I think we lost a lot of NB users when they had those recalls this past summer. I stuck with it--tried a few others but, even after weeks of trial, Ollie didn't do well on other foods. SO...we still use NB duck and potato. They just came out with a small bites version that FINALLY made it to the stores in NH (where I shop). Talk about small, lol. They are SO small--they are the size of the emoticon smiley face here on sm, lol. But I like them better than the giant kibbles, and I think Ollie does, too.


----------



## sophie (Jul 9, 2006)

Pam, mine still eat the NB duck and potatoe - since Annie's come along Sophie is scarfing it up much to my delight. I will have to look for the small kibbles next time I run out. I've been very happy with the NB.


----------



## abbey (Apr 4, 2005)

Abbey wouldn't eat NB - I think because of the size. I'll have to check & see if our Petco has the small kibble.  I need to find her a new food!


----------



## halfpin21 (Nov 22, 2005)

We still use NB Duck & Potato b/c of Matrix's allergies...I didn't know they had a bite size version...I should check it out...


----------



## saltymalty (Sep 14, 2004)

We still use Natural Balance formulas. I just received an email from them and they are reintroducing the venison formula! That is V'doggie's favorite. All formulas are available in the small bite size.


----------



## phesty (May 30, 2006)

I just switched Josie back to Natural Balance Duck and Potato because the store that sells the Nature's Variety that she was eating is too far from my house to be convenient. Petco is about four blocks away, so it's so handy to stop in and pick up food for Josie. She really loves the Natural Balance and her tearing has lessened too! I'll have to see if they start carrying the small bites and try it, although I do think Josie likes her "cookie crisp."

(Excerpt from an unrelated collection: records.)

PR #12621, opened 2025-08-18
[DPG] Fix bug with physical primary

scattaru:


scattaru:
Dear @alcaliva , @chiarazampolli , @catalinristea ,
I would ask if it would be possible to go on with the merging.

Thanks a lot,
Cheers,
Samuele

PR #12624, opened 2025-08-18
[PWGHF] Adding Preslice to tracks and McParticles

samrangy:
Preslices are added to fix errors occurring in event mixing.


PWGHF/HFC/TableProducer/correlatorD0Hadrons.cxx
```diff
@@ -101,6 +101,8 @@ struct HfCorrelatorD0HadronsSelection {
   using SelCollisions = soa::Join<aod::Collisions, aod::EvSels>;
 
   Preslice<aod::HfCand2Prong> perCol = aod::hf_cand::collisionId;
+  Preslice<aod::Tracks> perCollisionID = aod::track::collisionId;
+  Preslice<aod::McParticles> perTrueCollision = o2::aod::mcparticle::mcCollisionId;
```
fgrosa, line 105: They are not used anywhere, why do you slice if then the table slice is not used?

fgrosa (changes requested):

PR #12638, opened 2025-08-19
[PWGJE] Addition of bins for vertex finding efficiency and vertex reconstruction corrections

Archita-Dash:
Hi @nzardosh ,

this commit includes additional bins before and after the Vtx Z cuts in order to calculate 

- vertex finding efficiency correction factor for the vertex Z cut of +- 10 cm in the analysis. This can now be obtained directly by taking the ratio between, for instance in my case, **Coll+TVX+Sel8Full+VtxZ+IsGoodZVtxFT0vsPV** and **Coll+TVX+Sel8Full+IsGoodZVtxFT0vsPV**
- vertex reconstruction bias correction factor which is basically the correction for the zero vertex. This can now be calculated by taking ratio between **Coll+TVX+Sel8Full+IsGoodZVtxFT0vsPV** and **BC+TVX+NoTFB+NoIsROB**.

Both can be obtained directly with data (reconstructed level). I tested locally with a small file and this seems to work as desired. I've attached here the histogram from my local test. As I mentioned the other day at the JP PAG meeting, I personally use Sel8Full+IsGoodVtxZ event selection for my analysis; however I am aware that other charged jet analyses are using sel8. Therefore I have included the corresponding bins for sel8 for the sake of completeness. 

Cheers,
Archita

Screenshot from 2025-08-19 18-29-38


Archita-Dash:
Update: Closing this PR because after discussing with Nima, we figured out that the lumi producer task itself needs refactoring in the jet framework and that for my correction factors estimation for my analysis, it is easiest and simplest to include a BC loop in my analysis which has now been implemented in my full jet task and the merged PR can be found here: https://github.com/AliceO2Group/O2Physics/pull/12721

Archita.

Josie says: My mommy loves me soooo much, she gives me cookies for breakfast, lunch and dinner!


----------



## hmc (Oct 22, 2007)

We are on NB. Tried Royal Canin. He loves it but he grows too fast. Tried Canidae. He doesn't like it.

I am mixing Duck & potato and Sweet potato & fish for him.


----------



## saltymalty (Sep 14, 2004)

> We are on NB. Tried Royal Canin. He loves it but he grows too fast. Tried Canidae. He doesn't like it.
> 
> I am mixing Duck & potato and Sweet potato & fish for him.[/B]



Is your dog a puppy?


----------



## hmc (Oct 22, 2007)

> > index.php?act=findpost&pid=472176
> 
> 
> 
> ...


Yes. He is already 6 lbs at 5 months.


----------



## saltymalty (Sep 14, 2004)

> > index.php?act=findpost&pid=472183
> 
> 
> 
> ...


You might want to consult your vet. My understanding is that weight gain in pups is a good thing. You don't want to restrict his diet because he still is growing. If he did well on Royal Canin, then you should ask your vet about keeping him on that formula.


----------



## belibaby14 (Mar 21, 2007)

I'm thinking about switching Belinha to NB. She is on Nutro, which I think is causing her to tear stain too much.


----------



## chiquita (Sep 1, 2007)

I use NB Potatoes and duck formula small bite kibble for Cora, mixed with two spoons of the canned NB or Merrick. I saw that a lot of users on this forum were happy with NB and decided to start Cora on it. She's been doing great with it And from what I understand, i do believe the company tested the potato and duck formula while the rest of the recalls were going and found it to be safe. However when using merrick canned food, Cora does seem to gobble up her kibble faster. (merrick canned does look better then NB canned.)


----------